» Goal of the exercise
Take the data below. Output it exactly from its first line through the line containing "3. A stops screen-sharing".

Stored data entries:
PR #69, opened 2022-12-09
conference: treat `Publish` and `Unpublish` equally

### LINKED ISSUE #68: Ending screen-sharing doesn't generate a new SDP offer being send to other clients
1. Have a call with two clients (A and B)
2. A start screen-sharing
3. A stops screen-sharing
4. B sees stuck screen-sharing feed which isn't changing
5. A leaves the call
6. B sees both feeds disappear

daniel-abramov:
Fixes https://github.com/matrix-org/waterfall/issues/68.


SimonBrandner (approved):
Yep, that makes sense!

(/me hopes to get the event shape changes done soonish)

PR #70, opened 2022-12-10
Change event shape to match MSC3898

### LINKED ISSUE #62: Update events shape to match the MSC

SimonBrandner:
Fixes https://github.com/matrix-org/waterfall/issues/62
Requires https://github.com/matrix-org/matrix-js-sdk/pull/2964


pkg/conference/config.go
```diff
@@ -2,7 +2,11 @@ package conference
...
 type Config struct {
-	// Keep-alive timeout for WebRTC connections. If no keep-alive has been received
-	// from the client for this duration, the connection is considered dead (in seconds).
+	// Keep-alive timeout for WebRTC connections. If the client doesn't respond
+	// to an `m.call.ping` with an `m.call.pong` for this amount of time, the
+	// connection is considered dead. (in seconds, no greater then 30)
 	KeepAliveTimeout int `yaml:"timeout"`
+	// The time after which we should send another m.call.ping event to the
+	// client. (in seconds, greater then 30)
+	PingInterval int `yaml:"pingInterval"`
```
dbkr, line 11: Making this configurable is probably overkill and will give people another way to shoot themselves in the foot, but we can always comment it as, "you really don't want to change this" in the config.

pkg/conference/data_channel_message_processor.go
```diff
@@ -28,47 +36,61 @@ func (c *Conference) processSelectDCMessage(participant *Participant, msg event.
...
+func (c *Conference) processNegotiateDCMessage(participant *Participant, msg event.FocusCallNegotiateEventContent) {
+	participant.streamMetadata = msg.SDPStreamMetadata
 
-	answer, err := participant.peer.ProcessSDPOffer(msg.SDP)
-	if err != nil {
-		participant.logger.Errorf("Failed to set SDP offer: %v", err)
-		return
-	}
+	if msg.Description.Type == event.CallDataTypeOffer {
+		participant.logger.Info("Received SDP offer over DC")
```
dbkr, line 55: Can we log the offer itself at trace level?

pkg/config/config.go
```diff
@@ -77,7 +77,9 @@ func LoadConfigFromString(configString string) (*Config, error) {
 	if config.Matrix.UserID == "" ||
 		config.Matrix.HomeserverURL == "" ||
 		config.Matrix.AccessToken == "" ||
-		config.Conference.KeepAliveTimeout == 0 {
+		config.Conference.KeepAliveTimeout == 0 ||
+		config.Conference.KeepAliveTimeout > 30 ||
+		config.Conference.PingInterval < 30 {
```
dbkr, line 82: At some point I'd suggest splitting these out into multiple checks so we can print an error message that tells you what's wrong, otherwise this could get unwieldy, but doesn't have to be now.

dbkr (approved):
Otherwiswe lgtm

pkg/config/config.go
SimonBrandner: Have added a TODO and made https://github.com/matrix-org/waterfall/issues/71

pkg/conference/config.go
SimonBrandner: Well, we validate the config, so I think we don't have to worry about it much?

SimonBrandner: True... Will add some warning too when adding the config errors

SimonBrandner: (https://github.com/matrix-org/waterfall/issues/71)

daniel-abramov, line 11: NB: If we're already extending the configuration for the keepalive/heartbeat logic, would it make sense to group them together in their own struct: `KeepAliveConfig` ([though keep-alive is possibly not the best term here](https://github.com/matrix-org/matrix-spec-proposals/pull/3898#discussion_r1042049466)) or `HeartBeatConfig`? So that it's obvious that both fields actually go together (it would also mean, we could supply this structure with grouped/related fields directly to the one who needs it instead of passing fields one-by-one [passing one-by-one can mix the order due to typos etc and also might be less obvious])

pkg/conference/data_channel_message_processor.go
```diff
@@ -28,47 +36,61 @@ func (c *Conference) processSelectDCMessage(participant *Participant, msg event.
 		}
 	}
 
-	// Subscribe to the found tracks.
+	// Subscribe to the found tracks
```
daniel-abramov, line 39: OCD: It seems like all other comments have a full-stop at the end, but it was removed for this comment for some reason. Could we get it back? 🙂

pkg/conference/data_channel_message_processor.go
```diff
@@ -28,47 +36,61 @@ func (c *Conference) processSelectDCMessage(participant *Participant, msg event.
...
-}
-
-func (c *Conference) processAnswerDCMessage(participant *Participant, msg event.SFUMessage) {
-	participant.logger.Info("Received SDP answer over DC")
 
-	if err := participant.peer.ProcessSDPAnswer(msg.SDP); err != nil {
-		participant.logger.Errorf("Failed to set SDP answer: %v", err)
-		return
-	}
+	// TODO: Handle unsubscribe
```
daniel-abramov, line 48: Ah, so we don't want to implement it right now? Could we probably move this TODO a bit higher in a function (maybe before handling the `subscribe`?), so that we don't forget about it (it would also influence the `subscribe` handling when e.g. `unsubscribe` would contain tracks that are also mentioned in `subscribe` which is a bug on a client side, but must be handled by the server properly)

pkg/conference/data_channel_message_processor.go
```diff
@@ -28,47 +36,61 @@ func (c *Conference) processSelectDCMessage(participant *Participant, msg event.
...
-	participant.logger.Info("Received SDP offer over DC")
+func (c *Conference) processNegotiateDCMessage(participant *Participant, msg event.FocusCallNegotiateEventContent) {
+	participant.streamMetadata = msg.SDPStreamMetadata
 
-	answer, err := participant.peer.ProcessSDPOffer(msg.SDP)
-	if err != nil {
-		participant.logger.Errorf("Failed to set SDP offer: %v", err)
-		return
-	}
+	if msg.Description.Type == event.CallDataTypeOffer {
```
daniel-abramov, line 54: We have `if`, `else if`, and `else` for checking the type of the event here. It sounds like a good candidate for a `switch` statement to me. It feels like it would be a bit more elegant to switch for the type (good use case for a `switch`).

pkg/conference/matrix_message_processor.go
```diff
@@ -53,7 +53,21 @@ func (c *Conference) onNewParticipant(participantID ParticipantID, inviteEvent *
...
+				Content: event.Content{},
+			})
+		}
+		peer, answer, err := peer.NewPeer(
+			inviteEvent.Offer.SDP,
+			messageSink,
+			logger,
+			pingInterval,
+			keepAliveDeadline,
+			sendPing,
```
daniel-abramov, line 69: It seems like we're passing 3 parameters that are only related to the keep-alive/heartbeat logic. I think it would probably look a bit easier to read and maintain if we maybe group them together in a structure or something.

I also see that now we construct one of the closures inside the `Peer` as it was before, but another one inside `Conference`. Maybe in this case it would make sense to move the keep-alive handling to the conference level.

Or, pass the `HeartbeatConfiguration` or something like this to the `Peer`, so that the `Peer` just starts a go-routine passing a single parameter to the otherwise opaque structure? This would also mean we would not need to store keep-alive related vars inside `Peer`.

We could start the go-routine once `Peer` is constructed (like we did before) so that if the data channel is not connected within the deadline, we would treat it as hangup (also like we did before), which probably makes sense.

pkg/peer/webrtc.go
```diff
@@ -133,6 +133,14 @@ func (p *Peer[ID]) onDataChannelReady(dc *webrtc.DataChannel) {
...
 		p.logger.Info("Data channel opened")
 		p.sink.Send(DataChannelAvailable{})
+
+		startKeepAlive(
+			p.pingInterval,
+			p.keepAliveDeadline,
+			p.pong,
+			p.sendPing,
+			func() { p.sink.Send(LeftTheCall{event.CallHangupKeepAliveTimeout}) },
+		)
```
daniel-abramov, line 143: Note, we probably want to try to start this go-routine earlier (once the peer is constructed), so that the peer is thrown away if no data channels are available or if the opening of the data channel takes too long.

pkg/conference/config.go
SimonBrandner: Have added it to the list of config stuff to fix in a follow up PR: https://github.com/matrix-org/waterfall/issues/71

pkg/conference/data_channel_message_processor.go
SimonBrandner: > Ah, so we don't want to implement it right now?

It didn't feel like this should be a part of this PR. Will do a follow-up

> Could we probably move this TODO a bit higher in a function (maybe before handling the `subscribe`?), so that we don't forget about it (it would also influence the `subscribe` handling when e.g. `unsubscribe` would contain tracks that are also mentioned in `subscribe` which is a bug on a client side, but must be handled by the server properly)

Will do

pkg/conference/peer_message_processor.go
```diff
@@ -68,40 +67,55 @@ func (c *Conference) processICEGatheringCompleteMessage(participant *Participant
...
-		c.processAnswerDCMessage(participant, sfuMessage)
-	case event.SFUOperationPublish, event.SFUOperationUnpublish:
-		c.processPublishDCMessage(participant, sfuMessage)
-	case event.SFUOperationAlive:
-		c.processAliveDCMessage(participant)
-	case event.SFUOperationMetadata:
-		c.processMetadataDCMessage(participant, sfuMessage)
+	switch focusEvent.Type.Type {
+	case event.FocusCallTrackSubscription.Type:
+		focusEvent.Content.ParseRaw(event.FocusCallTrackSubscription)
```
daniel-abramov, line 94: Just a question: is there a way we could avoid calling `ParseRaw()` for every event type?

I.e. so that it's enough to call `AsXXX()` after we checked the `EventType`? (similar to how we do it with other signaling messages from e.g. Matrix SDK, where we just check the type and then call one of the `AsXXX()` functions?)

daniel-abramov (approved):

PR #74, opened 2022-12-12
Config clean-up

### LINKED ISSUE #71: Settings cleanup
- Add proper errors when the config is invalid
- Add warnings when using non-intelligent values
- Group heartbeat config

SimonBrandner:
Fixes https://github.com/matrix-org/waterfall/issues/71

### DIFF
--- a/config.yaml.sample
+++ b/config.yaml.sample
@@ -3,4 +3,6 @@ matrix:
   userid: "@sfu:shadowfax"
   accesstoken: "..."
 conference:
-  timeout: 30
+  pingPong:
+    timeout: 30
+    interval: 30
--- a/config.yaml.sample
+++ b/config.yaml.sample
@@ -3,6 +3,6 @@ matrix:
   userid: "@sfu:shadowfax"
   accesstoken: "..."
 conference:
-  pingPong:
+  heartbeat:
     timeout: 30
     interval: 30
--- a/pkg/config/config.go
+++ b/pkg/config/config.go
@@ -96,31 +96,31 @@ func ValidateConfig(config Config) error {
 		errored = true
 		fmt.Println("You must set matrix.accessToken")
 	}
-	if config.Conference.PingPongConfig.Timeout == 0 {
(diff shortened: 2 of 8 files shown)


config.yaml.sample
```diff
@@ -3,4 +3,6 @@ matrix:
   userid: "@sfu:shadowfax"
   accesstoken: "..."
 conference:
-  timeout: 30
+  pingPong:
+    timeout: 30
+    interval: 30
```
daniel-abramov, line 8: Philosophical question: is there a more descriptive name that we could use for this? I know that keep-alive and heartbeat are used very often for the same meaning (the keep-alive is more used for marking connections alive, TCP's mechanism of keeping the connection alive is called like this; while heartbeat is oftentimes used for similar responsiveness checks).

[RFC 6455](https://www.rfc-editor.org/rfc/rfc6455#section-5.5.3) e.g. uses a heartbeat term for that.

pkg/config/config.go
```diff
@@ -74,15 +74,58 @@ func LoadConfigFromString(configString string) (*Config, error) {
...
+		errored = true
+		fmt.Println("It is not recommended for pingPong.interval to be more than 300s")
+	}
+
+	if errored {
+		return errors.New("invalid config values")
+	} else {
+		return nil
+	}
+}
```
daniel-abramov, line 131: Generally `fmt.Println()` is not the best way to report errors when doing it outside of a `main` package (also it uses the stdout and may collide with whatever logging framework is used). For packages and libraries, it's more common to just return an error (the caller will unpack the error and print it if it's of significance).

I think the function will look more elegant and concise if each `if` returns a certain error. The caller (in `main()`) would anyway get this error and print it via the logging framework.

daniel-abramov (changes requested):

pkg/config/config.go
daniel-abramov: One option would be to create a couple of errors in the top of the file and them parameterize them with the field that failed or something like this, but ok, let me approve and improve it later!

daniel-abramov (approved):

PR #80, opened 2022-12-15
Fix issues with the heartbeat logic on the server

daniel-abramov:
Per-commit review is required (one fix - one comment with an explanation).

Summary:
- Fixed memory leak caused by `Ticker()` in the heartbeat.
- Fixed heartbeat not assuming that pings can fail (data channel may be closed for instance).
- Fixed wrong comparison in config validation (that mandated interval being 30+ seconds and not 30- seconds as per MSC).
- Remove confusing (duplicate) logs (and make less relevant ones debug).

### DIFF
--- a/pkg/config/config.go
+++ b/pkg/config/config.go
@@ -101,8 +101,8 @@ func validateConfig(config Config) error {
 	if config.Conference.HeartbeatConfig.Timeout > 30 {
 		return fmt.Errorf("heartbeat.timeout must be 30s or lower")
 	}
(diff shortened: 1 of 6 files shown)


pkg/config/config.go
```diff
@@ -101,8 +101,8 @@ func validateConfig(config Config) error {
 	if config.Conference.HeartbeatConfig.Timeout > 30 {
```
SimonBrandner, line 101: Argh, I got them the other way around I think...

SimonBrandner (approved):

PR #81, opened 2022-12-15
Add more debugging for ending calls

SimonBrandner:


pkg/peer/webrtc.go
```diff
@@ -110,6 +110,7 @@ func (p *Peer[ID]) onConnectionStateChanged(state webrtc.PeerConnectionState) {
 
 	switch state {
 	case webrtc.PeerConnectionStateFailed, webrtc.PeerConnectionStateDisconnected, webrtc.PeerConnectionStateClosed:
+		p.logger.Debug("Ending call since we're in state: %v", state)
```
daniel-abramov, line 113: We probably don't need this one since we log the state as `Info` just 2 lines above this 🙂

pkg/conference/matrix_message_processor.go
```diff
@@ -68,6 +68,7 @@ func (c *Conference) onNewParticipant(participantID ParticipantID, inviteEvent *
 				}) == nil
 			},
 			OnTimeout: func() {
+				c.logger.Debug("We haven't received an m.call.ping from the client for more than the timeout")
```
daniel-abramov, line 71: Note, we probably also don't necessarily need to log it here, because when the `LeftTheCall` message with the keep alive timeout reason is sent in a line below, it gets logged already. Currently, the reason is `Hangup` though, so it's the `LeftTheCall` that we get from the connection state change below, not from the timeout.

SimonBrandner:
Turns out we already have sufficient logging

» Answer below
PR #69, opened 2022-12-09
conference: treat `Publish` and `Unpublish` equally

### LINKED ISSUE #68: Ending screen-sharing doesn't generate a new SDP offer being send to other clients
1. Have a call with two clients (A and B)
2. A start screen-sharing
3. A stops screen-sharing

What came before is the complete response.